Gather, from the data below, each line in which the word "resources" occurs.

---------- Data to process ----------

PR #4157, opened 2018-12-04
Make query limits configurable

chetanmeh:
Make limits related to list operation against entities configurable. 

## Description

Currently the queries related to collections (used while doing list operation) make use of hard coded limits. 

### Impact due to wsk activation poll

For example if `limit=0` in list operation then it uses 200 has the default value. This is used in `wsk activation poll` which by default generates a GET request like

```
/api/v1/namespaces/_/activations?docs=true&limit=0&since=1542422386538&skip=0
```

Currently the poll command once started "probably" sticks to start time and we have seen user leaving such poll running for days (often left in one of the numerous tabs!) which causes the system to pull similar 200 records over and over.

### CosmosDB and higher resource usage

Further in our case (using CosmosDB) which does client side merging of query results a sorted query gets executed like below

1. Initial ask to fetch 200 records
2. SDK makes call to each partition to fetch query record with limit
    - If limit > default maxItemPerPageCount use maxItemPerPageCount i.e. 100
    - If limit < then use the limit
3. Perform a merge sort on client side

In such a case at times we have seen for listing 200 records SDK fetch ~ 900 records causing higher resource usage on db side

To reduce impact for such cases I would like to have these limits configurable

## Related issue and scope

- [ ] API
- [ ] Controller
- [ ] Loadbalancer
- [ ] Invoker
- [ ] Tests
- [ ] Deployment
- [ ] CLI
- [ ] General tooling
- [ ] Documentation

## Types of changes

## Checklist:

### DIFF
--- a/common/scala/src/main/resources/application.conf
+++ b/common/scala/src/main/resources/application.conf
@@ -234,6 +234,11 @@ whisk {
         std = 1
     }
 
+    query-limit {
+        max-list-limit     = 200  # max number of entities that can be requested from a collection on a list operation
+        default-list-limit = 30   # default limit on number of entities returned from a collection on a list operation
+    }
+
     mesos {
         master-url = "http://localhost:5050" //your mesos master
         master-public-url = "http://localhost:5050" // if mesos-link-log-message == true, this link will be included with the static log message (may or may not be different from master-url)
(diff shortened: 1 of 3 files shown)


chetanmeh:
Opened apache/incubator-openwhisk-cli#390 to fix the wsk poll logic to change `since` time which should also help db  as it only has to look into recent results to answer the query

----------

Answer to the problem =
--- a/common/scala/src/main/resources/application.conf
+++ b/common/scala/src/main/resources/application.conf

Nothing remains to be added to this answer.